Exact copies of all entries are expected.

DATA SECTION:
◆ ◆ ◆

PR #3620, opened 2021-05-17
S3C-2663: fix missing object access error response

alexanderchan-scality:
Add checks to return proper error response in the case of object 404s; `AccessDenied` when not granted bucket read vs `NoSuchKey` when granted bucket read.

note for reviewers: another PR will be created to handle bucket policies in development/7.10 (https://github.com/scality/cloudserver/pull/3622)

### DIFF
--- a/lib/api/apiUtils/authorization/aclChecks.js
+++ b/lib/api/apiUtils/authorization/aclChecks.js
@@ -86,11 +86,56 @@ function isBucketAuthorized(bucket, requestType, canonicalID) {
     requestType === 'objectGet' || requestType === 'objectHead');
 }
 
+function _isPermissionGranted(permissionList, canonicalID) {
+    if (permissionList.indexOf(publicId) > -1) {
+        return true;
+    }
+
+    if (permissionList.indexOf(allAuthedUsersId) > -1 &&
+        canonicalID !== publicId) {
+        return true;
+    }
+
+    if (permissionList.indexOf(canonicalID) > -1) {
+        return true;
+    }
+
+    return false;
+}
+
+function hasBucketReadAccess(bucket, requestType, canonicalID) {
+    const bucketAcl = bucket.getAcl();
+    const bucketOwner = bucket.getOwner();
+
+    if (canonicalID === bucketOwner ||
+        _isPermissionGranted(bucketAcl.FULL_CONTROL, canonicalID) ||
+        _isPermissionGranted(bucketAcl.READ, canonicalID)) {
+        return true;
+    }
+
+    if (bucketAcl.Canned === 'public-read' ||
+        bucketAcl.Canned === 'public-read-write' ||
+        (bucketAcl.Canned === 'authenticated-read' &&
+         canonicalID !== publicId)) {
+        return true;
+    }
+
+    return false;
+}
+
 function isObjAuthorized(bucket, objectMD, requestType, canonicalID) {
     const bucketOwner = bucket.getOwner();
     if (!objectMD) {
-        return false;
+        if (requestType === 'objectPut' || requestType === 'objectDelete') {
+            return true;
+        }
+
+        // if read access is granted, return true to have the api handler
+        // respond accordingly to the missing object metadata
+        // if read access is not granted, return false for AccessDenied
+        return hasBucketReadAccess(bucket, requestType, canonicalID);
     }
+
     if (objectMD['owner-id'] === canonicalID) {
         return true;
     }
--- a/tests/unit/api/objectACLauth.js
+++ b/tests/unit/api/objectACLauth.js
@@ -207,3 +207,98 @@ describe('object authorization for objectPutACL and objectGetACL', () => {
         assert.strictEqual(authorizedResult, true);
     });
 });
+
+describe('without object metadata', () => {
+    afterEach(() => {
+        bucket.setFullAcl({
+            Canned: 'private',
+            FULL_CONTROL: [],
+            WRITE: [],
+            WRITE_ACP: [],
+            READ: [],
+            READ_ACP: [],
+        });
+    });
+
+    const requestTypes = [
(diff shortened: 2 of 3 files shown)


lib/api/apiUtils/authorization/aclChecks.js
```diff
@@ -86,11 +86,58 @@ function isBucketAuthorized(bucket, requestType, canonicalID) {
...
+    return false;
+}
+
+function hasBucketReadAccess(bucket, requestType, canonicalID) {
+    const bucketAcl = bucket.getAcl();
+    const bucketOwner = bucket.getOwner();
+
+    // User is already authorized on the bucket for FULL_CONTROL or WRITE or
+    // bucket has canned ACL public-read-write
+    if (requestType === 'objectPut' || requestType === 'objectDelete') {
```
jonathan-gramain: I find it confusing to have this check done in this helper function, i.e. checking write requests in a "has read access?" checker. A couple questions then:
- do we need this check, or could it be already covered by the `canonicalID === bucketOwner` + `bucketAcl.Canned === 'public-read-write'` checks below?
- wondering if the user is not the bucket owner but has `WRITE` access without `READ`, what should we return in this case?
- otherwise, if the check on `requestType` is needed, would it be better to do this check earlier, before calling this function?

lib/api/apiUtils/authorization/aclChecks.js
```diff
@@ -86,11 +86,58 @@ function isBucketAuthorized(bucket, requestType, canonicalID) {
     requestType === 'objectGet' || requestType === 'objectHead');
 }
 
+function _isPermissionGranted(permissionList, canonicalID) {
+    if (permissionList.indexOf(publicId) > -1) {
```
naren-rajendran, line 90: Do we need multiple `if`s, can these be combined?

tests/unit/api/objectACLauth.js
```diff
@@ -207,3 +207,110 @@ describe('object authorization for objectPutACL and objectGetACL', () => {
...
+            bucket.setCannedAcl(value.canned);
+            const results = requestTypes.map(type =>
+                isObjAuthorized(bucket, null, type, value.id));
+            assert.deepStrictEqual(results, value.response);
+            done();
+        });
+    });
+
+
+    it('should allow access to anyone since checks ' +
```
naren-rajendran: I am not sure if this test is needed, this is a false positive.

lib/api/apiUtils/authorization/aclChecks.js
alexanderchan-scality: this definitely could be condensed into a single return statement

lib/api/apiUtils/authorization/aclChecks.js
alexanderchan-scality: > I find it confusing to have this check done in this helper function, i.e. checking write requests in a "has read access?" checker

I can see how that can be confusing;~the idea is that if this wasn't blocked at the bucket level, the user should have read access, but this would not be true if the user was only granted `WRITE` permissions.~ will fix

lib/api/apiUtils/authorization/aclChecks.js
jonathan-gramain: I personally prefer the separate `if` style whenever merging into a single statement would require extra parenthesis or if it would rely on operator precedence rules to avoid them. I just think it makes the code easier to follow this way. This is just my personal preference, I let you decide if you prefer to merge or not :)

lib/api/apiUtils/authorization/aclChecks.js
alexanderchan-scality: moved `objectPut` and `objectDelete` check out of the `read` check;

> wondering if the user is not the bucket owner but has WRITE access without READ, what should we return in this case?

verified against S3 and `objectPut`/`objectDelete` are only blocked if writes are not granted, and this check is handled on the bucket level check

tests/unit/api/objectACLauth.js
alexanderchan-scality: indeed. in both cases of `objectMD`, the result would be true.

lib/api/apiUtils/authorization/aclChecks.js
alexanderchan-scality: kept as separate conditions, I find that it reads easier that way as well

tests/unit/api/objectACLauth.js
```diff
@@ -207,3 +207,98 @@ describe('object authorization for objectPutACL and objectGetACL', () => {
...
+            response: allowedAccess,
+        },
+        {
+            it: 'should not allow public if canned private',
+            canned: 'private', id: constants.publicId,
+            aclParam: null,
+            response: deniedAccess,
+        },
+        {
+            it: 'should not other accounts if canned private',
```
jonathan-gramain:
```suggestion
            it: 'should not allow other accounts if canned private',
```

tests/unit/api/objectACLauth.js
```diff
@@ -207,3 +207,98 @@ describe('object authorization for objectPutACL and objectGetACL', () => {
...
+            aclParam: null,
+            response: allowedAccess,
+        },
+        {
+            it: 'should allow account if granted bucket READ',
+            canned: '', id: accountToVet,
+            aclParam: ['READ', accountToVet],
+            response: allowedAccess,
+        },
+        {
```
jonathan-gramain, line 284: I suggest adding a test for `WRITE` ACL as well, if you have time

jonathan-gramain (approved):

tests/unit/api/objectACLauth.js
naren-rajendran: `WRITE` is controlled or checked at bucket level.

naren-rajendran (approved):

◆ ◆ ◆

EXPECTED ANSWER:
PR #3620, opened 2021-05-17
S3C-2663: fix missing object access error response

alexanderchan-scality:
Add checks to return proper error response in the case of object 404s; `AccessDenied` when not granted bucket read vs `NoSuchKey` when granted bucket read.

note for reviewers: another PR will be created to handle bucket policies in development/7.10 (https://github.com/scality/cloudserver/pull/3622)

### DIFF
--- a/lib/api/apiUtils/authorization/aclChecks.js
+++ b/lib/api/apiUtils/authorization/aclChecks.js
@@ -86,11 +86,56 @@ function isBucketAuthorized(bucket, requestType, canonicalID) {
     requestType === 'objectGet' || requestType === 'objectHead');
 }
 
+function _isPermissionGranted(permissionList, canonicalID) {
+    if (permissionList.indexOf(publicId) > -1) {
+        return true;
+    }
+
+    if (permissionList.indexOf(allAuthedUsersId) > -1 &&
+        canonicalID !== publicId) {
+        return true;
+    }
+
+    if (permissionList.indexOf(canonicalID) > -1) {
+        return true;
+    }
+
+    return false;
+}
+
+function hasBucketReadAccess(bucket, requestType, canonicalID) {
+    const bucketAcl = bucket.getAcl();
+    const bucketOwner = bucket.getOwner();
+
+    if (canonicalID === bucketOwner ||
+        _isPermissionGranted(bucketAcl.FULL_CONTROL, canonicalID) ||
+        _isPermissionGranted(bucketAcl.READ, canonicalID)) {
+        return true;
+    }
+
+    if (bucketAcl.Canned === 'public-read' ||
+        bucketAcl.Canned === 'public-read-write' ||
+        (bucketAcl.Canned === 'authenticated-read' &&
+         canonicalID !== publicId)) {
+        return true;
+    }
+
+    return false;
+}
+
 function isObjAuthorized(bucket, objectMD, requestType, canonicalID) {
     const bucketOwner = bucket.getOwner();
     if (!objectMD) {
-        return false;
+        if (requestType === 'objectPut' || requestType === 'objectDelete') {
+            return true;
+        }
+
+        // if read access is granted, return true to have the api handler
+        // respond accordingly to the missing object metadata
+        // if read access is not granted, return false for AccessDenied
+        return hasBucketReadAccess(bucket, requestType, canonicalID);
     }
+
     if (objectMD['owner-id'] === canonicalID) {
         return true;
     }
--- a/tests/unit/api/objectACLauth.js
+++ b/tests/unit/api/objectACLauth.js
@@ -207,3 +207,98 @@ describe('object authorization for objectPutACL and objectGetACL', () => {
         assert.strictEqual(authorizedResult, true);
     });
 });
+
+describe('without object metadata', () => {
+    afterEach(() => {
+        bucket.setFullAcl({
+            Canned: 'private',
+            FULL_CONTROL: [],
+            WRITE: [],
+            WRITE_ACP: [],
+            READ: [],
+            READ_ACP: [],
+        });
+    });
+
+    const requestTypes = [
(diff shortened: 2 of 3 files shown)


lib/api/apiUtils/authorization/aclChecks.js
```diff
@@ -86,11 +86,58 @@ function isBucketAuthorized(bucket, requestType, canonicalID) {
...
+    return false;
+}
+
+function hasBucketReadAccess(bucket, requestType, canonicalID) {
+    const bucketAcl = bucket.getAcl();
+    const bucketOwner = bucket.getOwner();
+
+    // User is already authorized on the bucket for FULL_CONTROL or WRITE or
+    // bucket has canned ACL public-read-write
+    if (requestType === 'objectPut' || requestType === 'objectDelete') {
```
jonathan-gramain: I find it confusing to have this check done in this helper function, i.e. checking write requests in a "has read access?" checker. A couple questions then:
- do we need this check, or could it be already covered by the `canonicalID === bucketOwner` + `bucketAcl.Canned === 'public-read-write'` checks below?
- wondering if the user is not the bucket owner but has `WRITE` access without `READ`, what should we return in this case?
- otherwise, if the check on `requestType` is needed, would it be better to do this check earlier, before calling this function?

lib/api/apiUtils/authorization/aclChecks.js
```diff
@@ -86,11 +86,58 @@ function isBucketAuthorized(bucket, requestType, canonicalID) {
     requestType === 'objectGet' || requestType === 'objectHead');
 }
 
+function _isPermissionGranted(permissionList, canonicalID) {
+    if (permissionList.indexOf(publicId) > -1) {
```
naren-rajendran, line 90: Do we need multiple `if`s, can these be combined?

tests/unit/api/objectACLauth.js
```diff
@@ -207,3 +207,110 @@ describe('object authorization for objectPutACL and objectGetACL', () => {
...
+            bucket.setCannedAcl(value.canned);
+            const results = requestTypes.map(type =>
+                isObjAuthorized(bucket, null, type, value.id));
+            assert.deepStrictEqual(results, value.response);
+            done();
+        });
+    });
+
+
+    it('should allow access to anyone since checks ' +
```
naren-rajendran: I am not sure if this test is needed, this is a false positive.

lib/api/apiUtils/authorization/aclChecks.js
alexanderchan-scality: this definitely could be condensed into a single return statement

lib/api/apiUtils/authorization/aclChecks.js
alexanderchan-scality: > I find it confusing to have this check done in this helper function, i.e. checking write requests in a "has read access?" checker

I can see how that can be confusing;~the idea is that if this wasn't blocked at the bucket level, the user should have read access, but this would not be true if the user was only granted `WRITE` permissions.~ will fix

lib/api/apiUtils/authorization/aclChecks.js
jonathan-gramain: I personally prefer the separate `if` style whenever merging into a single statement would require extra parenthesis or if it would rely on operator precedence rules to avoid them. I just think it makes the code easier to follow this way. This is just my personal preference, I let you decide if you prefer to merge or not :)

lib/api/apiUtils/authorization/aclChecks.js
alexanderchan-scality: moved `objectPut` and `objectDelete` check out of the `read` check;

> wondering if the user is not the bucket owner but has WRITE access without READ, what should we return in this case?

verified against S3 and `objectPut`/`objectDelete` are only blocked if writes are not granted, and this check is handled on the bucket level check

tests/unit/api/objectACLauth.js
alexanderchan-scality: indeed. in both cases of `objectMD`, the result would be true.

lib/api/apiUtils/authorization/aclChecks.js
alexanderchan-scality: kept as separate conditions, I find that it reads easier that way as well

tests/unit/api/objectACLauth.js
```diff
@@ -207,3 +207,98 @@ describe('object authorization for objectPutACL and objectGetACL', () => {
...
+            response: allowedAccess,
+        },
+        {
+            it: 'should not allow public if canned private',
+            canned: 'private', id: constants.publicId,
+            aclParam: null,
+            response: deniedAccess,
+        },
+        {
+            it: 'should not other accounts if canned private',
```
jonathan-gramain:
```suggestion
            it: 'should not allow other accounts if canned private',
```

tests/unit/api/objectACLauth.js
```diff
@@ -207,3 +207,98 @@ describe('object authorization for objectPutACL and objectGetACL', () => {
...
+            aclParam: null,
+            response: allowedAccess,
+        },
+        {
+            it: 'should allow account if granted bucket READ',
+            canned: '', id: accountToVet,
+            aclParam: ['READ', accountToVet],
+            response: allowedAccess,
+        },
+        {
```
jonathan-gramain, line 284: I suggest adding a test for `WRITE` ACL as well, if you have time

jonathan-gramain (approved):

tests/unit/api/objectACLauth.js
naren-rajendran: `WRITE` is controlled or checked at bucket level.

naren-rajendran (approved):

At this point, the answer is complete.